# VW Corrado VR6 Turbo shots



## Steve Smith (12 Feb 2010)

A mate of mine invited me along for a little joy ride in this car today. It's a demo car that belongs to the owner of Stealth Racing in Southam, who are well known for being a great car tuning garage.  They're releasing their own turbo kit for VW VR6 engines and my mate is writing an article for the VW Corrado owners club magazine about it.  It was a good oppertunity to get the camera out and take some snaps, which I thought I'd share:


















The car itself was insane!  The turbo kit gives the 2.9V6 engine an ample 360bhp!  I have no idea what the 0-60 time was, but it seemed like only a few seconds with the tyres loosing traction on each gear change!  A real adrenaline machine    It was seriously fun driving around in this thing for the day


----------



## JamesM (12 Feb 2010)

"Still one of the best drivers cars... in the World" as Clarkson would put it  

I know so many people who have owned and fallen in love with their Corrados only to have to part with them down to marriage, children, etc.
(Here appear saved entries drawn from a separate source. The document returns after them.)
PR #3582, opened 2015-10-01
Fix seg faults due to incorrect crypto DllImport signatures

### LINKED ISSUE #3581: Seg fault in X509Certificates in Linux CI
http://dotnet-ci.cloudapp.net/job/dotnet_corefx_linux_debug_tst_prtest/2908/console
```
13:23:39 Starting:    System.Security.Cryptography.X509Certificates.Tests
13:23:40 ./run-test.sh: line 172:  8479 Segmentation fault      (core dumped) ./corerun xunit.console.netcore.exe $testDllName -xml testResults.xml -notrait category=failing -notrait category=OuterLoop -notrait category=$xunitOSCategory
```

stephentoub:
Three DllImports were declared to return strings rather than IntPtr.  Returning a string like this should only be done when the native code is allocating a ```char*``` that must be freed by the consumer, and the CLR dutifully attempts to do so after marshaling the ```char*``` to the managed string.  However, these three DllImports all return ```const char*```s that shouldn't be freed, which was resulting in seg faults.

The fix is simply to declare the DllImports to return IntPtr, and then use Marshal.PtrToStringAnsi to do the marshaling.

Fix #3581
cc: @bartonjs, @nguerrera

### DIFF
--- a/src/Common/src/Interop/Unix/System.Security.Cryptography.Native/Interop.Crypto.cs
+++ b/src/Common/src/Interop/Unix/System.Security.Cryptography.Native/Interop.Crypto.cs
@@ -94,8 +94,16 @@ internal static partial class Interop
         [DllImport(Libraries.CryptoNative)]
         internal static extern void RecursiveFreeX509Stack(IntPtr stack);
 
-        [DllImport(Libraries.CryptoNative, CharSet = CharSet.Ansi)]
-        internal static extern string GetX509RootStorePath();
+        internal static string GetX509RootStorePath()
+        {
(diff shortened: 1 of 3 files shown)


stephentoub:
Build passed. Merging pre-review to unblock CI. I'll address any feedback separately.

bartonjs:
LGTM, thanks @stephentoub.

nguerrera:
LGTM  too.

nguerrera:
@yizhang82 Has a feature ever been considered for declaring masrhaling information such that a string is marshaled from a P/Invoke without being freed?

PR #3584, opened 2015-10-01
Make X509FindType.FindBySubjectKeyIdentifier correctly check for equality

bartonjs:
FindBySubjectKeyIdentifier only checked the byte[].Length and the value of the first byte; it returned false matches for an incremented key value.

Added a test that fails without this change to keep it from regressing.

### DIFF
--- a/src/System.Security.Cryptography.X509Certificates/tests/FindTests.cs
+++ b/src/System.Security.Cryptography.X509Certificates/tests/FindTests.cs
@@ -387,6 +387,15 @@ namespace System.Security.Cryptography.X509Certificates.Tests
 
         [Fact]
         [ActiveIssue(1993, PlatformID.AnyUnix)]
+        public static void TestBySubjectKeyIdentifier_NoMatch_RightLength()
+        {
+            RunZeroMatchTest(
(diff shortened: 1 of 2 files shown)


bartonjs:
cc @AtsushiKan

src/System.Security.Cryptography.X509Certificates/tests/FindTests.cs
```diff
@@ -385,6 +385,15 @@ public static void TestBySubjectKeyIdentifier_NoMatch()
             RunZeroMatchTest(X509FindType.FindBySubjectKeyIdentifier, "");
         }
 
+		[Fact]
```
stephentoub: Nit: indentation

stephentoub:
LGTM

src/System.Security.Cryptography.X509Certificates/tests/FindTests.cs
bartonjs: Apparently on _this_ computer it was set to tabs, so there's a mix of whitespace where I pasted from a much bigger change.  Oops, fixed :).

AtsushiKan:
LGTM.

Issue #2604, opened 2015-08-03
run-test.sh deploys WP8 dataflow if present, fails ETW test


nguerrera:
On my machine (might have different behavior based on file system order), running with System.Threading.Tasks.Dataflow and System.Threading.Tasks.Dataflow.WP8 dlls in the corefx bin path, the test overlay gets the WP8 build, which doesn't have FEATURE_TRACING and the ETW test fails

nguerrera:
Can we get rid of the WP8 specifc build and make vNext of dataflow drop support for WP8?

stephentoub:
cc: @weshaggard

weshaggard:
I don't know the exact implications of why this was done so I don't have a particular opinion. In general I'm in favor of eliminating forks of the libraries if it is possible.

nguerrera:
Fixed by #3585.

PR #3585, opened 2015-10-01
Don't copy WP8 aseemblies to test overlay

### LINKED ISSUE #3520: System.Threading.Tasks.Dataflow.Tests.EtwTests.TestEtw failed in CI on OSX
This is a deterministic failure as far as I can tell.

```
MESSAGE:
Assert.Equal() Failure Expected: 0 Actual: 2
+++++++++++++++++++
STACK TRACE:
at System.Threading.Tasks.Dataflow.Tests.EtwTests.<>c__DisplayClass7.<TestEtw>b__1() at System.Diagnostics.Tracing.TestEventListener.RunWithCallback(Action`1 handler, Action body) at System.Threading.Tasks.Dataflow.Tests.EtwTests.TestEtw()
```

http://dotnet-ci.cloudapp.net/job/dotnet_corefx_mac_debug_tst/50/testReport/junit/System.Threading.Tasks.Dataflow.Tests/EtwTests/TestEtw/

ellismg:
Before we moved to using packer to slim down our test drop, we had
Jenkins exclude the System.Threading.Tasks.Dataflow.WP8 assemblies when
uploading build artifacts. This meant that the OSX and Linux jobs would
never copy them down and hence they could not be picked up by
run-test.sh (and overwrite the correct version of
System.Threading.Tasks.Dataflow when building the test overlay).

With packer, we now archive everything, so depending on the order in
which find discovered files, we may have copied over the WP8 version,
which does not have ETW support.

For now, update run-test.sh to exclude this folder when copying stuff
over. The correct long term fix is to just do what we do on
Windows (have the build produce the correct test layouts and get out of
this run-test.sh test overlay game).

Fixes #3520

### DIFF
--- a/run-test.sh
+++ b/run-test.sh
@@ -148,7 +148,7 @@ create_test_overlay()
 	echo "Corefx binaries not found at $CoreFxBins"
 	exit 1
   fi
-  find $CoreFxBins -path "*ToolRuntime*" -prune -o -name '*.dll' -and -not -name "*Test*" -exec cp '{}' "$OverlayDir" ";"
+  find $CoreFxBins \( -path "*ToolRuntime*" -or -path "*System.Threading.Tasks.Dataflow.WP8*" \) -prune -o -name '*.dll' -and -not -name "*Test*" -exec cp '{}' "$OverlayDir" ";"
 
   # Then the native CoreFX binaries
   if [ ! -d $CoreFxNativeBins ]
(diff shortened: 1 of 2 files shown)


ellismg:
/cc @stephentoub 

This should address the WP8 issue.

stephentoub:
LGTM.  

(I don't know the history for why we have a separate WP8 project for this assembly; it'd be nice if we could just get rid of it and avoid such problems.)

ellismg:
@dotnet-bot test this please (test run hung due to #3592)

nguerrera:
This was also #2604. I'd like to just get rid of the WP8 assembly so not sure if I should keep that open.

ellismg:
@dotnet-bot test this please

ellismg:
@dotnet-bot test this please (maybe now all the lock files are updated correctly?)

stephentoub:
@dotnet-bot test this please

stephentoub:
@dotnet-bot test this please

PR #3586, opened 2015-10-01
Increasing the positive case timeout for an unreliable Timer test

### LINKED ISSUE #3533: Timer_Change_BeforeDueTime_ChangesWhenTimerWillFire failed in CI
http://dotnet-ci.cloudapp.net/job/dotnet_corefx_windows_debug/1368/console
```
 TimerChangeTests.Timer_Change_BeforeDueTime_ChangesWhenTimerWillFire [FAIL]
05:19:31         Should have received a timer event after this new duration
05:19:31         Expected: True
05:19:31         Actual:   False
05:19:31         Stack Trace:
05:19:31            d:\j\workspace\dotnet_corefx_windows_debug\src\System.Threading.Timer\tests\TimerChangeTests.cs(94,0): at TimerChangeTests.Timer_Change_BeforeDueTime_ChangesWhenTimerWillFire()
```

sokket:
This test fails randomly and unreliably; it looks to be a timing issue so increasing the positive-case timeout should add some buffer time for the timer to fire. Since this is the positive case, if the timer fires quickly then the wait will be cut short and not slow down the run. This fixes #3533

/cc: @stephentoub

### DIFF
--- a/src/System.Threading.Timer/tests/TimerChangeTests.cs
+++ b/src/System.Threading.Timer/tests/TimerChangeTests.cs
@@ -91,7 +91,7 @@ public class TimerChangeTests
         {
             Assert.False(are.WaitOne(TimeSpan.FromMilliseconds(100)), "The reset event should not have been set yet");
             t.Change(TimeSpan.FromMilliseconds(100), TimeSpan.FromMilliseconds(-1));
-            Assert.True(are.WaitOne(TimeSpan.FromMilliseconds(500)), "Should have received a timer event after this new duration");
+            Assert.True(are.WaitOne(TimeSpan.FromMilliseconds(TimerFiringTests.MaxPositiveTimeoutInMs)), "Should have received a timer event after this new duration");
         }
     }
 }
--- a/src/System.Threading.Timer/tests/TimerFiringTests.cs
+++ b/src/System.Threading.Timer/tests/TimerFiringTests.cs
@@ -8,7 +8,7 @@ using Xunit;
 
 public class TimerFiringTests
 {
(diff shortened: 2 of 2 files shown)


src/System.Threading.Timer/tests/TimerChangeTests.cs
```diff
@@ -91,7 +91,7 @@ public void Timer_Change_BeforeDueTime_ChangesWhenTimerWillFire()
         {
             Assert.False(are.WaitOne(TimeSpan.FromMilliseconds(100)), "The reset event should not have been set yet");
             t.Change(TimeSpan.FromMilliseconds(100), TimeSpan.FromMilliseconds(-1));
-            Assert.True(are.WaitOne(TimeSpan.FromMilliseconds(500)), "Should have received a timer event after this new duration");
+            Assert.True(are.WaitOne(TimeSpan.FromMilliseconds(750)), "Should have received a timer event after this new duration");
```
stephentoub: Since we expect the event to fire and will fail the test if we don't, should we use a much larger value? e.g. in TimerFiringTests we use MaxPositiveTimeoutInMs set to 30 seconds I believe for cases like this.

stephentoub:
One question/comment on the value chosen, otherwise LGTM.

src/System.Threading.Timer/tests/TimerChangeTests.cs
sokket: Good idea, I'll make that value visible internally and use it instead

sokket:
Merging, thanks Stephen!

PR #578, opened 2021-07-04
change cape cache times

### LINKED ISSUE #574: Bad optifine cape cache timings
On the server, Optifine capes are cached for only 10 seconds
https://github.com/SkyCryptWebsite/SkyCrypt/blob/63c445c495754c28639f7ea79ead8d34cf3705e7/src/app.js#L347

but on the client, they are cached for 30 days
https://github.com/SkyCryptWebsite/SkyCrypt/blob/63c445c495754c28639f7ea79ead8d34cf3705e7/src/app.js#L372

10 seconds is too short and 30 days is to long

nstringham:
this PR changes the longest time that it could take for an optifine cape update from 0-30.5 days to 0-24 hours

it also does some other fixes and optimisations in the cape endpoint

fix #574


nstringham:
marking as a draft for now because these changes don't make sense if nginx caches for 12 hours

nstringham:
@WarpWing I can ignore the CodeQL rate limit failure right?
https://github.com/SkyCryptWebsite/SkyCrypt/pull/578/checks?check_run_id=2985679611

PR #587, opened 2021-07-06
Update themes.js

JSanchoG:
New Theme - Bloody Scorpion
bg
bg_blur

PR #590, opened 2021-07-07
New Theme - Bloody Scorpion

JSanchoG:
skyshiiyemoe_index
skyshiiyumoe_player


JSanchoG:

These people were never the same again  Poor buggers.


----------



## Paulus (15 Feb 2010)

the steeringwheel is on the wrong side of the car


----------



## mlgt (17 Feb 2010)

Since a kid Ive always wanted one.

The night I was going to view the car again to possibly buy someone snapped it up 

I had to settle for an Audi S3 in the end


----------



## flygja (18 Feb 2010)

Paulus said:
			
		

> the steeringwheel is on the wrong side of the car



Sorry bro, its its RIGHT side


----------



## Steve Smith (18 Feb 2010)

Hehe 

These were shot on my old EOS300D, using a Sigma 70-300mm (thanks again Mr Starkey for that!)


----------



## Steve Smith (9 Mar 2010)

I'm chuffed to see my photos were published in the Corrado owners club magazine (issue 28).  The first photos I've ever had published


----------



## George Farmer (9 Mar 2010)

Well done mate!  

Photos look great and super news on getting them published.


----------



## John Starkey (11 Mar 2010)

SteveUK said:
			
		

> I'm chuffed to see my photos were published in the Corrado owners club magazine (issue 28).  The first photos I've ever had published



Stevo you getting into this photography its very addictive   ,well done mate,
regards john.


----------